I thing so like this for new shapefile ?

if intersectfeatures:
    outfile = "utputfile.shp"
    with fiona.collection(outfile, "w", "ESRI Shapefile", outschema) as output:
        for outfeature in intersectfeatures:
            output.write(outfeature)

But I can't to connection, any idea ?

Best Answer

For the first, you could to create a spatial join where you merge points to polygons, so you'd get a frequency of points per polygon as an attribute. Spatial joins are covered at geopandas here and are reviewed in a simple notebook here. The code snippet you include from their site is more complicated, and what's "under the hood" of their library.

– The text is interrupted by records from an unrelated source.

PR #16284, opened 2021-12-15
[Form] Additional hints when rendering the same form in different templates

kschrenk:
There is the following tip mentioned in the documentation (see chapter [Processing forms)](https://symfony.com/doc/current/forms.html#processing-forms):

```
If you need to render and process the same form in different templates, use the render() function to embed the controller that processes the form:

{{ render(controller('App\\Controller\\TaskController::new')) }}
```

In my point of view this can lead to extra work especially when it comes to validation and rendering error messages. 

So my proposal is to add a hint like
```
  But be careful because this might cause some extra work when it comes to submit and error handling.
  Symfony Validation will get more complex when you render the same form in different routes.
```

### DIFF
--- a/forms.rst
+++ b/forms.rst
@@ -455,6 +455,9 @@ possible paths:
     .. code-block:: twig
 
         {{ render(controller('App\\Controller\\TaskController::new')) }}
+        
+    But be careful becaues this might cause some extra work when it comes to submit and error handling.
+    Symfony Validation will get more complex when you render the same form in different routes.
 
 .. _validating-forms:
 


xabbuh:
I think we should rather delete the whole tip. Using a sub request for this doesn’t seem like a good practice to me.

javiereguiluz:
While merging I did what @xabbuh recommended and I removed the `tip` entirely. @kschrenk thanks for your contribution, because it helped us reevaluate the need for this.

You could add geopandas as a dependency, and that will even reduce your fiona code.

For the second goal you state, do you really need a new shapefile with counts greater than 0, or is it a visualization task (where you select to visualize polygons with 1 or more points)? If you need a new shapefile, you'd select your polygons with frequency > 0, save as a GeoDataFrame, and then export as a shapefile.

Note: You'll need to also install rtree to get the spatial join to work properly in geopandas.